In Russland gibt es zudem mittlerweile auch eine Hepatitis-C-Epidemie. Doch darüber spricht niemand, weil es keine internationalen Verpflichtungen gibt, hier offizielle Zahlen zu ermitteln. Die Behörden gehen derzeit von ungefähr 1,7 Millionen Menschen mit Hepatitis C aus, realistisch sind jedoch eher 6 Millionen.

Haben Hepatitis-C-Infizierte Zugang zu einer Behandlung?

Es gibt kein staatliches Behandlungsprogramm, wie es bei HIV der Fall ist. Das liegt sicherlich auch an den weitaus höheren Kosten. Lediglich HIV-Infizierte haben einen Anspruch auf eine kostenfreie Hepatitis-C-Behandlung – allerdings mit Interferon, also einem längst veralteten Medikament. Es kann zudem Wochen, manchmal sogar Monate dauern, bis jemand mit Anspruch auf diese Behandlung die Therapie tatsächlich beginnen kann.

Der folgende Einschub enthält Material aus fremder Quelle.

PR #2404, opened 2018-12-05
Admin panel for the project page

rschamp:
~~Just in case we don't do anything else,~~ _As was the plan_, this "proxies" a standalone admin panel onto the new project page in an iframe.

~~Requires https://github.com/LLK/scratchr2/pull/5219 to work.~~ (merged!)
Requires https://github.com/LLK/scratchr2/pull/5220 to work.

This re-arranges some styles in the existing admin panel on the homepage so it can be re-used on the project page.

Then, listen for events (added in the PR above) that tell us when a modal is opened or closed in the iframe'd page and expand the panel and iframe accordingly so we can see/hide the rest of the page to interact with the modal.

### DIFF
--- a/src/components/adminpanel/adminpanel.jsx
+++ b/src/components/adminpanel/adminpanel.jsx
@@ -1,9 +1,8 @@
 const bindAll = require('lodash.bindall');
+const classNames = require('classnames');
 const connect = require('react-redux').connect;
 const PropTypes = require('prop-types');
 const React = require('react');
-
-const Button = require('../forms/button.jsx');
 
 require('./adminpanel.scss');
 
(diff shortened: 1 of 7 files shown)


src/components/adminpanel/adminpanel.jsx
```diff
@@ -23,71 +22,45 @@ class AdminPanel extends React.Component {
...
+                            {this.props.children}
+                        </div>
+                    </React.Fragment>
+                ) : (
                     <span
                         className="toggle"
                         onClick={this.handleToggleVisibility}
                     >
-                        x
+                        &gt;
```
benjiwheeler: this makes for a pretty small click target. might want to use an enclosing circle or something, as a follow-on at some point.

src/components/adminpanel/adminpanel.jsx
```diff
@@ -23,71 +22,45 @@ class AdminPanel extends React.Component {
...
-                >
+        return (
+            <div
+                className={classNames(
+                    'admin-panel', this.props.className, {
+                        hidden: !this.state.showPanel
+                    }
+                )}
+            >
+                {this.state.showPanel ? (
```
benjiwheeler: I couldn't see the panel content when open, because scratchr2 gave a 404. I assume this is waiting for a change on scratchr2's side? 

Url: http://localhost:8080/scratch2/2000000157/adminpanel/

image

src/components/adminpanel/adminpanel.jsx
rschamp: Sure! This is just what already existed for the admin panel we have on the homepage.

PR #2406, opened 2018-12-05
show embed view

### LINKED ISSUE #2388: need /embed view that can be used to embed projects in an iframe
Many 2.0 projects are shared in iframes currently, all around the web in play-only mode.

We should make an endpoint that provides such a view.

Features:
* it should be as small and cacheable as possible
* redirects the current embed URL: `/projects/embed/:id`
* handles the URL `/projects/:id/embed`
* will use the 'greenflag overlay' getting implemented for project page
* Logo on the bottom, not too prominent, watermarked styling, links back to the splash page.
* remove or disable the fullscreen button
* green flag/stop buttons position should match gui

#### Enhancements that are not being considered for the initial version
* should the title be present?
* should there be a watermark/overlay that communicates something about what Scratch is?
* should the user's name and avatar be present?
* should there be some link back to the project's Scratch page?

chrisgarrity:
### Resolves:
Fixes #2388 

### Changes:
* detect `embed` in the URL
* initialize GUI in embed mode if detected
* match `embed` in the project page route
* add fastly config rules to redirect `/projects/embed/:id` to `/projects/:id/embed`

### Test Coverage:
Manual Testing:
- [ ] Embed view has the project loaded fullscreen, with the Scratch logo instead of fullscreen toggle

Post Deploy testing:
- [ ] `/project/embed...` urls get redirected to the new style

### DIFF
--- a/bin/configure-fastly.js
+++ b/bin/configure-fastly.js
@@ -217,6 +217,52 @@ async.auto({
             if (err) return cb(err);
             cb(null, redirectResults);
         });
+    }],
+    embedRedirectHeaders: ['version', function (cb, results) {
+        async.auto({
+            requestCondition: function (cb2) {
+                var condition = {
+                    name: 'routes/projects/embed (request)',
+                    statement: 'req.url ~ "^/projects/embed/(\\d+)"',
+                    type: 'REQUEST',
+                    priority: 10
+                };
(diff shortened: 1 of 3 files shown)


benjiwheeler:
Also, let's watch this closely and test it after deploy to confirm that the redirecting works

Issue #2328, opened 2018-11-19
Need loading state and result state for Remix


benjiwheeler:
As a follow-on to implementing the Remix button on the project page: https://github.com/LLK/scratch-www/issues/2283

... we should design:
1. what we want the user to see as the Remix is happening (e.g., button says "Remixing...")
2. what we want the user to see once the Remix is finished (e.g., banner) 

Related to https://github.com/LLK/scratch-www/issues/2339

kathymakes:
___
> **1. what we want the user to see as the Remix is happening (e.g., button says "Remixing...")**
___
We can include something in the Remix button that is dimmed out **like this**:
As a state change, this feels most concrete + obvious?
<img width="645" alt="screen shot 2018-11-19 at 2 54 47 pm" src="https://user-images.githubusercontent.com/8203939/48731568-58002500-ec0b-11e8-8531-05b20deb071a.png">

I put the button fill at 60% opacity.
<img width="1279" alt="screen shot 2018-11-19 at 3 01 20 pm" src="https://user-images.githubusercontent.com/8203939/48731887-19b73580-ec0c-11e8-9e48-ff0fe6058ae7.png">

This is my preference, though we could also think about animations (this is a little hacky but...):

**animates like this:**
![remixing](https://user-images.githubusercontent.com/8203939/48731523-3dc64700-ec0b-11e8-947f-c1ea79306c2f.gif)
(hacky animation - you get the idea here)


___
> **2. what we want the user to see once the Remix is finished (e.g., banner)**
___

What might be a good solution is to just show a green banner right after they've remixed...

![my project - remixed - green](https://user-images.githubusercontent.com/8203939/48739276-7709b180-ec21-11e8-8803-c6f6003636c7.png)

...and then on subsequent visits show the regular unshared banner.

![my project - share banner](https://user-images.githubusercontent.com/8203939/48739270-740ec100-ec21-11e8-9d04-6d23c47a2497.png)

@benjiwheeler We can continue to discuss and chat with mods as well!

kathymakes:
Currently (and I was unable to get an image of this) there is a pop up window after you remix for the first time which encourages you to add your own ideas. I wonder if we want to do something similar?

This is only from the GUI in 2.0.

There is also this interstitial state and alt text...
<img width="592" alt="screen shot 2018-11-19 at 5 40 21 pm" src="https://user-images.githubusercontent.com/8203939/48739507-365e6800-ec22-11e8-88aa-74c79519bbe5.png">

PR #2408, opened 2018-12-05
Remix button progress spinner & banner message showing that user has remixed

benjiwheeler:
### Resolves:

With https://github.com/LLK/scratch-gui/pull/3965 , resolves https://github.com/LLK/scratch-www/issues/2328

### Changes:

Adds new banner to project page that congratulates user on remixing project

show a green banner right after they've remixed:

image

...and then on subsequent visits show the regular unshared banner:

image

Also, show remixing progress state in the Remix button:

dec-05-2018 17-41-10

And show a tooltip:

image


benjiwheeler:
Made follow-on issue for counterclockwise spin: https://github.com/LLK/scratch-www/issues/2411

src/views/preview/presentation.jsx
```diff
@@ -136,6 +139,18 @@ const PreviewPresentation = ({
                 message={embedCensorMessage(visibilityInfo.message)}
             />);
         }
+    } else if (justRemixed && isNewScratcher) {
+        banner = (
```
chrisgarrity: Should the just remixed banner show for all users, or just new Scratchers? it looks like it'll only be newScratchers

src/views/preview/project-view.jsx
```diff
@@ -103,11 +106,20 @@ class Preview extends React.Component {
...
+            if (this.state.justShared) {
+                this.setState({ // eslint-disable-line react/no-did-update-set-state
+                    justShared: false
+                });
+            }
         }
         if (this.state.projectId === '0' && this.state.projectId !== prevState.projectId) {
             this.props.resetProject();
-            this.setState({justShared: false}); // eslint-disable-line react/no-did-update-set-state
+            if (this.state.justRemixed || this.state.justShared) {
```
chrisgarrity: is this `if` needed, or should it always reset these states (like the project)

benjiwheeler: Unfortunately, `setState` will cause a re-render even if the values you set it to are identical to the current values. So this just avoids an unnecessary re-render, but will always re-render if `justRemixed` or `justShared` were true.

see https://itnext.io/react-setstate-usage-and-gotchas-ac10b4e03d60
image

src/views/preview/presentation.jsx
benjiwheeler: You're right, checked with designers, fixed

Issue #1858, opened 2018-04-18
Handle view count for new project page


chrisgarrity:
Use green flag prop from LLK/scratch-gui#3968 to call end point in LLK/scratch-api#476

towerofnix:
> **If the new count is not over 100,** call the API endpoint to increment view count

Just to clarify, what does this imply? It sounds like it means that, under the new project page, projects would be limited to having 100 views, but I don't understand why that'd be intended.

thisandagain:
Assigning to @rschamp for triage / assignment to Ben (?)

joker314:
As a slightly secondary question, will there be checks made server-side to enforce the 100-view limit, or just client side?

colbygk:
Hi @joker314 and @towerofnix A guiding principle of Scratch is to encourage constructive learning and positive community interactions. Gaming views is a part of the system we have to spend considerable resources on avoiding (in both database transactions and informational storage), and yet, even if we had a perfectly non-game-able system, it makes for a competitive metric that we'd like to avoid leading to negative experiences within the wider community.

benjiwheeler:
Closed by the combination of four PRs, referenced above

PR #2417, opened 2018-12-06
pass onGreenFlag to GUI; when called, call API to register project view

benjiwheeler:
### Resolves:

Part of resolving https://github.com/LLK/scratch-www/issues/1858

relies on https://github.com/LLK/scratch-gui/pull/3981 and https://github.com/LLK/scratch-api/pull/650

### Changes:

Passes a function callback to GUI, for it to call when green flag clicked. When handling this callback, post to the API endpoint responsible for registering project views.

### DIFF
--- a/src/redux/preview.js
+++ b/src/redux/preview.js
@@ -884,3 +884,17 @@ module.exports.updateProjectThumbnail = (id, blob) => (dispatch => {
         dispatch(module.exports.setFetchStatus('project-thumbnail', module.exports.Status.FETCHED));
     });
 });
+
+module.exports.logProjectView = (id, username) => (dispatch => {
+    dispatch(module.exports.setFetchStatus('project-log-view', module.exports.Status.FETCHING));
+    api({
+        uri: `/users/${username}/projects/${id}/views`,
+        method: 'POST'
+    }, (err, body, res) => {
+        if (err || res.statusCode !== 200) {
+            dispatch(module.exports.setFetchStatus('project-log-view', module.exports.Status.ERROR));
+            return;
+        }
+        dispatch(module.exports.setFetchStatus('project-log-view', module.exports.Status.FETCHED));
+    });
+});
--- a/src/redux/preview.js
+++ b/src/redux/preview.js
@@ -885,11 +885,14 @@ module.exports.updateProjectThumbnail = (id, blob) => (dispatch => {
     });
 });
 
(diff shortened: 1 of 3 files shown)


src/redux/preview.js
```diff
@@ -884,3 +884,17 @@ module.exports.updateProjectThumbnail = (id, blob) => (dispatch => {
         dispatch(module.exports.setFetchStatus('project-thumbnail', module.exports.Status.FETCHED));
     });
 });
+
+module.exports.logProjectView = (id, username) => (dispatch => {
+    dispatch(module.exports.setFetchStatus('project-log-view', module.exports.Status.FETCHING));
+    api({
+        uri: `/users/${username}/projects/${id}/views`,
+        method: 'POST'
```
towerofnix: I noticed this doesn't take an authentication token.. hypothetically, could I `post` the endpoint above with many different usernames but the same project ID, to artificially increase the project's number of views? It seems like this should require an authentication token. (Actually, it sounds like it really ought to be at the endpoint `/projects/${id}/views`, since you should never be able to post that anybody *else* has viewed a project (only yourself), and the server can detect who is sending the request by viewing the user associated with the authentication token.)

benjiwheeler: The naming is a bit confusing -- this is (as I understand it) only used for recording that this particular user viewed this particular project.

We still might want to require an auth token, though -- I think you might be right that that would be better.

Re: the endpoint location, we're moving towards endpoint paths that include the current user's username, even though that's redundant (if you're sending an auth token), because that can help us avoid unnecessary database lookups.

rschamp: Good catch @towerofnix. Without authentication, the view will not be recorded appropriately. The username in this URL should be the username of the owner of the project. The URL scheme `/users/{owner}/project/{project id}` is a convention that makes it easier to do certain types of validation on the API.

@benjiwheeler The username looks like it's coming from the currently logged in user, but it should be the owner of the project. And I think we need to add `{withCredentials: true}` for this to function properly. I don't think the endpoint will have given any errors about these things though since it's designed to not return errors.

benjiwheeler:
This brings up a larger point, which is how do I test that this is working? I saw the request go through to scratchr2, but (as you point out) it doesn't give info on the result... which is in redis only, right? I guess I could put in a log message with the redis key, and attach to the redis container and inspect it?

benjiwheeler:
@rschamp So, should we change the API endpoint to require auth?

PR #1804, opened 2023-03-23
style: reformat backing image controller log message

ChanYiLin:
Ref: [longhorn/longhorn#5015](https://github.com/longhorn/longhorn/issues/5015)

- Logs should start with uppercase V+ed or V+ing
- For errors, need to try starting with a lowercase Verb word with different tenses (V+ing, V+ed). If there is an error, need to wrap in the error instead of string interpolation in the message directly.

Aber auch Mehrfachinfektionen – zum Beispiel mit Tuberkulose und HIV beziehungsweise mit Tuberkulose, Hepatitis C und HIV – sind keine Seltenheit. Diese Patienten, es handelt sich meist um Drogengebrauchende, landen dann beispielsweise in so einem Krankenhaus, wie ich es in Jekaterinburg besucht habe. Sie werden dort nicht behandelt, sondern dorthin abgeschoben, um zu sterben. Im Volksmund wird diese Klinik deshalb auch „Die letzte Hütte“ genannt.

„Jede Veranstaltung, jede Broschüre kann zu Repressionen führen“

Wie sehen denn die politischen und gesellschaftlichen Rahmenbedingungen aus, unter denen Drogenhilfe-Projekte wie die Andrey-Rylkov-Stiftung aktuell arbeiten?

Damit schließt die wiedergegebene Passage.